Tras el rali electoral

La hora de gobernar y de la verdad en América Latina

Daniel Zovatto


Después del histórico rali electoral que acaba de experimentar América Latina (de lejos el mas importante desde el retorno de la democracia a la región), ha llegado el momento de producir resultados, cumplir con las promesas de campaña, generar crecimiento alto y sostenible, y empleos de calidad, todo ello acompañado de una drástica reducción de la pobreza y la desigualdad.

Entre noviembre de 2005 y diciembre de 2006, América Latina desplegó una intensa agenda electoral. Durante este lapso, 11 de los 18 países latinoamericanos (12 con Haití) celebraron elecciones presidenciales: Bolivia, Brasil, Chile, Colombia, Costa Rica, Ecuador, Honduras, México, Nicaragua, Perú y Venezuela.

Esta impresionante agenda electoral se desarrolló en un momento en el que la región latinoamericana atraviesa por una situación mixta donde conviven buenas y malas noticias, pero en el contexto de un optimismo moderado debido, en gran parte, al buen momento macroeconómico (cuatro años seguidos de crecimiento de más de 4%) que se refleja, de acuerdo con datos de Latinobarómetro 2006, en un aumento en el apoyo a la democracia y a la satisfacción con la misma.

Un análisis de los resultados del rali electoral latinoamericano demuestra, entre otras, las siguientes tendencias.

Una región políticamente heterogénea sin un giro uniforme hacia la izquierda.
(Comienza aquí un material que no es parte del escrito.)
PR #3832, opened 2021-09-13
ensure that path configuration options have absolute path values

### LINKED ISSUE #3619: --fetch fails for a git download when using a relative path for --sourcepath
Noticed while testing for https://github.com/easybuilders/easybuild-easyconfigs/pull/12347 - failure is not caused by `recursive = True`.

Using `eb PyTorch-1.8.0-foss-2020b.eb --fetch --sourcepath abc` fails with error
```
== 2021-03-25 09:59:22,577 run.py:225 INFO running cmd: tar cfvz abc/p/PyTorch/PyTorch-1.8.0.tar.gz --exclude .git pytorch
== 2021-03-25 09:59:22,712 build_log.py:169 ERROR EasyBuild crashed with an error (at easybuild/base/exceptions.py:124 in __init__): cmd "tar cfvz abc/p/PyTorch/PyTorch-1.8.0.tar.gz --exclude .git pytorch" exited with exit code -13 and output:
tar (child): abc/p/PyTorch/PyTorch-1.8.0.tar.gz: Cannot open: No such file or directory
tar (child): Error is not recoverable: exiting now
pytorch/
pytorch/.bazelrc
pytorch/.bazelversion
pytorch/.circleci/
pytorch/.circleci/.gitignore
pytorch/.circleci/README.md
 (at easybuild/tools/run.py:537 in parse_cmd_output)
```

The directory `abc/p/PyTorch/` is created - it looks like the `tar` command is being run from the wrong place - so cannot find `abc/p/PyTorch/`.

Whereas `eb PyTorch-1.8.0-foss-2020b.eb --fetch --sourcepath /rds/bear-apps/devel/eb-sjb-up/src/easybuild-easyconfigs/easybuild/easyconfigs/tmp` worked fine.

### LINKED ISSUE #3830: Trouble with DB-18.1.40 in foss-2020b
Installation of foss-2020b fails at DB, and separate installation also fails:

`Failed to read ./generic/eb_v4.3.4/ConfigureMake/config.guess`

I have no idea..

boegel:
This could be considered a bug fix or an enhancement, depending on your point of view...

fixes #3619, fixes #3830

### DIFF
--- a/easybuild/tools/options.py
+++ b/easybuild/tools/options.py
@@ -1077,7 +1077,7 @@ class EasyBuildOptions(GeneralOption):
         # resolve relative paths for configuration options that specify a location
         path_opt_names = ['buildpath', 'containerpath', 'git_working_dirs_path', 'installpath',
                           'installpath_modules', 'installpath_software', 'prefix', 'packagepath',
-                          'robot_paths', 'sourcepath']
+                          'robot', 'robot_paths', 'sourcepath']
 
         # repositorypath is a special case: only first part is a path;
         # 2nd (optional) part is a relative subdir and should not be resolved to an absolute path!
@@ -1133,7 +1133,7 @@ class EasyBuildOptions(GeneralOption):
 
             # paths specified to --robot have preference over --robot-paths
             # keep both values in sync if robot is enabled, which implies enabling dependency resolver
-            self.options.robot_paths = [os.path.abspath(path) for path in self.options.robot + self.options.robot_paths]
+            self.options.robot_paths = self.options.robot + self.options.robot_paths
             self.options.robot = self.options.robot_paths
 
         # Update the search_paths (if any) to absolute paths
--- a/easybuild/tools/options.py
+++ b/easybuild/tools/options.py
@@ -1054,7 +1054,7 @@ class EasyBuildOptions(GeneralOption):
         else:
             abs_path = os.path.abspath(path)
             self.log.info("Relative path value for '%s' configuration option resolved to absolute path: %s",
-                          path, abs_path)
+                          opt_name, abs_path)
         return abs_path
 
     def _ensure_abs_path(self, opt_name):
--- a/easybuild/tools/options.py
+++ b/easybuild/tools/options.py
@@ -1135,7 +1135,7 @@ class EasyBuildOptions(GeneralOption):
 
             # paths specified to --robot have preference over --robot-paths
             # keep both values in sync if robot is enabled, which implies enabling dependency resolver
-            self.options.robot_paths = [os.path.abspath(p) for p in self.options.robot + self.options.robot_paths]
+            self.options.robot_paths = [os.path.abspath(p) for p in self.options.robot] + self.options.robot_paths
             self.options.robot = self.options.robot_paths
 
         # Update the search_paths (if any) to absolute paths
--- a/easybuild/tools/options.py
+++ b/easybuild/tools/options.py
@@ -1074,10 +1074,12 @@ class EasyBuildOptions(GeneralOption):
     def _postprocess_config(self):
         """Postprocessing of configuration options"""
 
-        # resolve relative paths for configuration options that specify a location
+        # resolve relative paths for configuration options that specify a location;
+        # ensuring absolute paths for 'robot' is handled separately below,
+        # because we need to be careful with the argument pass to --robot
         path_opt_names = ['buildpath', 'containerpath', 'git_working_dirs_path', 'installpath',
                           'installpath_modules', 'installpath_software', 'prefix', 'packagepath',
-                          'robot', 'robot_paths', 'sourcepath']
+                          'robot_paths', 'sourcepath']
 
         # repositorypath is a special case: only first part is a path;
         # 2nd (optional) part is a relative subdir and should not be resolved to an absolute path!
@@ -1133,7 +1135,7 @@ class EasyBuildOptions(GeneralOption):
 
             # paths specified to --robot have preference over --robot-paths
             # keep both values in sync if robot is enabled, which implies enabling dependency resolver
-            self.options.robot_paths = self.options.robot + self.options.robot_paths
+            self.options.robot_paths = [os.path.abspath(p) for p in self.options.robot + self.options.robot_paths]
             self.options.robot = self.options.robot_paths
 
         # Update the search_paths (if any) to absolute paths
--- a/easybuild/tools/options.py
+++ b/easybuild/tools/options.py
@@ -1047,8 +1047,40 @@ class EasyBuildOptions(GeneralOption):
 
         self.log.info("Checks on configuration options passed")
 
+    def _ensure_abs_path(self, opt_name):
+        """Ensure that path value for specified configuration option is an absolute path."""
+
+        def _ensure_abs_path(opt_name, path):
+            """Helper function to make path value for a configuration option an absolute path."""
+            if os.path.isabs(path):
+                abs_path = path
+            else:
+                abs_path = os.path.abspath(path)
+                self.log.info("Relative path value for '%s' configuration option resolved to absolute path: %s",
+                              path, abs_path)
+            return abs_path
+
+        opt_val = getattr(self.options, opt_name)
+        if opt_val:
+            if isinstance(opt_val, string_type):
+                setattr(self.options, opt_name, _ensure_abs_path(opt_name, opt_val))
+            elif isinstance(opt_val, list):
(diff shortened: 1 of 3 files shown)


easybuild/tools/options.py
```diff
@@ -1047,8 +1047,50 @@ def _postprocess_checks(self):
...
         self.log.info("Checks on configuration options passed")
 
+    def get_cfg_opt_abs_path(self, opt_name, path):
+        """Get path value of configuration option as absolute path."""
+        if os.path.isabs(path):
+            abs_path = path
+        else:
+            abs_path = os.path.abspath(path)
+            self.log.info("Relative path value for '%s' configuration option resolved to absolute path: %s",
+                          path, abs_path)
```
akesandgren, line 1057: judging form the info text that should be opt_name, abs_path

test/framework/options.py
```diff
@@ -6233,6 +6233,44 @@ def test_accept_eula_for(self):
...
+            '--show-config',
+        ]
+        txt, _ = self._run_mock_eb(args, do_build=True, raise_error=True, testing=False, strip=True)
+
+        patterns = [
+            r"^containerpath\s+\(F\) = .*/test_topdir/test_middle_dir$",
+            r"^installpath\s+\(E\) = .*/test_topdir$",
+            r"^prefix\s+\(C\) = .*/test_topdir/test_middle_dir$",
+            r"^repositorypath\s+\(F\) = \('/apps/easyconfigs_archive', ' somesubdir'\)$",
+            r"^sourcepath\s+\(C\) = .*/test_topdir/test_middle_dir/test_subdir$",
```
akesandgren, line 6268: The path regexes should really be /.*

easybuild/tools/options.py
```diff
@@ -1047,8 +1047,50 @@ def _postprocess_checks(self):
...
+
+    def _ensure_abs_path(self, opt_name):
+        """Ensure that path value for specified configuration option is an absolute path."""
+
+        opt_val = getattr(self.options, opt_name)
+        if opt_val:
+            if isinstance(opt_val, string_type):
+                setattr(self.options, opt_name, self.get_cfg_opt_abs_path(opt_name, opt_val))
+            elif isinstance(opt_val, list):
+                abs_paths = [self.get_cfg_opt_abs_path(opt_name, p) for p in opt_val]
```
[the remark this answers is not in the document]
boegel: But then the whole of `_ensure_abs_path` would basically be collapsed into `get_cfg_opt_abs_path`.

The point of `get_cfg_opt_abs_path` is to handle a *single* path, so it can also be used to handle the `repositorypath` special case.

I think it even makes sense to have multiple log messages for configuration options that are a list of paths.
The log message was carefully worded for that too, it never states that the absolute path set is *the* (only) value for that specific configuration option...

easybuild/tools/options.py
```diff
@@ -1047,8 +1047,50 @@ def _postprocess_checks(self):
...
+                error_msg = "Don't know how to ensure absolute path(s) for '%s' configuration option (value type: %s)"
+                raise EasyBuildError(error_msg, opt_name, type(opt_val))
+
     def _postprocess_config(self):
         """Postprocessing of configuration options"""
+
+        # resolve relative paths for configuration options that specify a location
+        path_opt_names = ['buildpath', 'containerpath', 'git_working_dirs_path', 'installpath',
+                          'installpath_modules', 'installpath_software', 'prefix', 'packagepath',
+                          'robot_paths', 'sourcepath']
```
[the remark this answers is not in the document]
boegel: Yes, but the path passed to `--robot` is already transformed to an absolute path elsewhere, see deeper down in this method where `self.options.robot_paths ` is set, so there's no need to do it again.

In fact, I can even kick out `robot_paths` from here too, so I will, and add a comment to clarify that `robot` and `robot_paths` are handled deeper down + make sure the test that verifies absolute paths covers both of those.

easybuild/tools/options.py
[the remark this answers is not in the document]
akesandgren: True, I just didn't like the idea of getting multiple messages for a single option... Not a big deal though.

easybuild/tools/options.py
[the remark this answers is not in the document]
akesandgren: well robot_paths below is only abs_path:ed if robot is !None so if you drop robot_paths from here you miss abs_pathing a --robot-paths which contains non-abs paths.

test/framework/options.py
```diff
@@ -6233,6 +6233,68 @@ def test_accept_eula_for(self):
...
+            r"^prefix\s+\(C\) = /.*/test_topdir/test_middle_dir$",
+            r"^repositorypath\s+\(F\) = \('/apps/easyconfigs_archive', ' somesubdir'\)$",
+            r"^sourcepath\s+\(C\) = /.*/test_topdir/test_middle_dir/test_subdir$",
+            r"^robot-paths\s+\(E\) = /.*/test_topdir$",
+        ]
+        for pattern in patterns:
+            regex = re.compile(pattern, re.M)
+            self.assertTrue(regex.search(txt), "Pattern '%s' should be found in: %s" % (pattern, txt))
+
+        # if --robot is also used, that wins and $EASYBUILD_ROBOT_PATHS doesn't matter anymore
```
akesandgren, line 6279: Eh what? EASYBUILD_ROBOT_PATHS should still matter when --robot is used?? Just like the configfile robot_paths still matters...

boegel: Ah, yes, it should state that the paths passed to `--robot` have precedence over those specified via `$EASYBUILD_ROBOT_PATHS`...

easybuild/tools/options.py
```diff
@@ -1047,8 +1047,50 @@ def _postprocess_checks(self):
...
+                error_msg = "Don't know how to ensure absolute path(s) for '%s' configuration option (value type: %s)"
+                raise EasyBuildError(error_msg, opt_name, type(opt_val))
+
     def _postprocess_config(self):
         """Postprocessing of configuration options"""
+
+        # resolve relative paths for configuration options that specify a location
+        path_opt_names = ['buildpath', 'containerpath', 'git_working_dirs_path', 'installpath',
+                          'installpath_modules', 'installpath_software', 'prefix', 'packagepath',
+                          'robot', 'robot_paths', 'sourcepath']
```
akesandgren, line 1080: Drop robot and return the "[os.path.abspath(path) for path in self.options.robot" part on (new) line 1136

akesandgren (changes requested):

easybuild/tools/options.py
boegel: Any reason why?
It's more consistent like this, and the absolute path resolution is done earlier, so less change for a relative path to cause trouble early on...

boegel: Oh, because of the failing test, we're now unintentionally promoting an argument like `example.eb` to an absolute path if it's used directly after `--robot`, which messes up the easyconfig searching...

And people wonder why testing is so important. :P

boegel: fixed in 6934dd8

akesandgren (approved):

easybuild/tools/options.py
```diff
@@ -1091,7 +1135,7 @@ def _postprocess_config(self):
 
             # paths specified to --robot have preference over --robot-paths
             # keep both values in sync if robot is enabled, which implies enabling dependency resolver
-            self.options.robot_paths = [os.path.abspath(path) for path in self.options.robot + self.options.robot_paths]
+            self.options.robot_paths = [os.path.abspath(p) for p in self.options.robot + self.options.robot_paths]
```
akesandgren, line 1138: Hmmm., doesn't this mean that robot_paths get run twice through abspath?? I don't know if that "+" op belongs to the for args or not...

boegel: `for p in self.options.robot + self.options.robot_paths` is equivalent with `for p in (self.options.robot + self.options.robot_paths)`, is that the question?

`robot_paths` is already covered higher up, sure, but `os.path.abspath` is *cheap* for absolute paths anyway, so that's fine?

akesandgren: Yeah, but then wouldn't [os.path.abspath(p) for p in self.options.robot] + self.options.robot_paths be even cheaper?

boegel: True, I can change it to that (but we're basically talking about skipping of `if p.startswith('/')`)

boegel: fixed in 94e987603

akesandgren (approved):
LGTM

akesandgren:
Going in, thanks @boegel!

Más que un giro a la izquierda, América Latina se ha trasladado al centro, en el que se destacan, como apunta Rosendo Fraga, tres corrientes claramente definidas: lasocialdemócrata , la izquierda populista y la centroderecha. La reelección de Lula en Brasil y la elección de Bachelet en Chile pusieron de manifiesto un eje socialdemócrata al que se suma Uruguay y, hasta cierto punto, Argentina. A su vez, ala izquierda nacionalista-populista , constituida por Venezuela y Cuba, se sumaron Bolivia, Ecuador y Nicaragua. En este último, su nuevo presidente (Ortega) anunció que su país no abandonará el tratado de libre comercio RD-Centroamérica con Estados Unidos. Asimismo, existe una corriente decentroderecha, con los triunfos de Calderón (México), Uribe (Colombia) y García (Perú) junto con la mayoría de los países centroamericanos.
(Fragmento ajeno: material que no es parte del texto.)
PR #3835, opened 2021-09-14
disable progress bars when running the tests to avoid messing up test suite output

boegel:


test/framework/utilities.py
```diff
@@ -137,6 +137,11 @@ def setUp(self):
 
         init_config()
 
+        # disable progress bars when running the tests,
+        # since it messes up with test suite progress output when test installations are performed
```
akesandgren, line 141: "since it messes with test suite progress output"
or
"since it messes up test suite progress output"

akesandgren (changes requested):

test/framework/utilities.py
boegel: fixed in d5ccae925

akesandgren (approved):

boegel:
Hmm, that failing test on Python 3.9.7 is very strange...
Looks like that could be a regression in that specific Python version?!

boegel:
> Hmm, that failing test on Python 3.9.7 is very strange...
> Looks like that could be a regression in that specific Python version?!

Not really a regression I guess, but indeed due to a change in Python 3.9.7, fixed in #3840

akesandgren (approved):

akesandgren:
Going in, thanks @boegel!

De las 11 elecciones celebradas, ocho contemplaban el balotaje. De ellas, cuatro se fueron a segunda vuelta (Brasil, Chile, Ecuador y Perú); en las demás, el resultado se definió en la primera ronda (Bolivia, Colombia, Costa Rica y Nicaragua). En dos (Ecuador y Perú) de los primeros cuatro casos los resultados se revirtieron, es decir, quien quedó en segundo lugar en la primera vuelta resultó ganador en la segunda (Correa y García).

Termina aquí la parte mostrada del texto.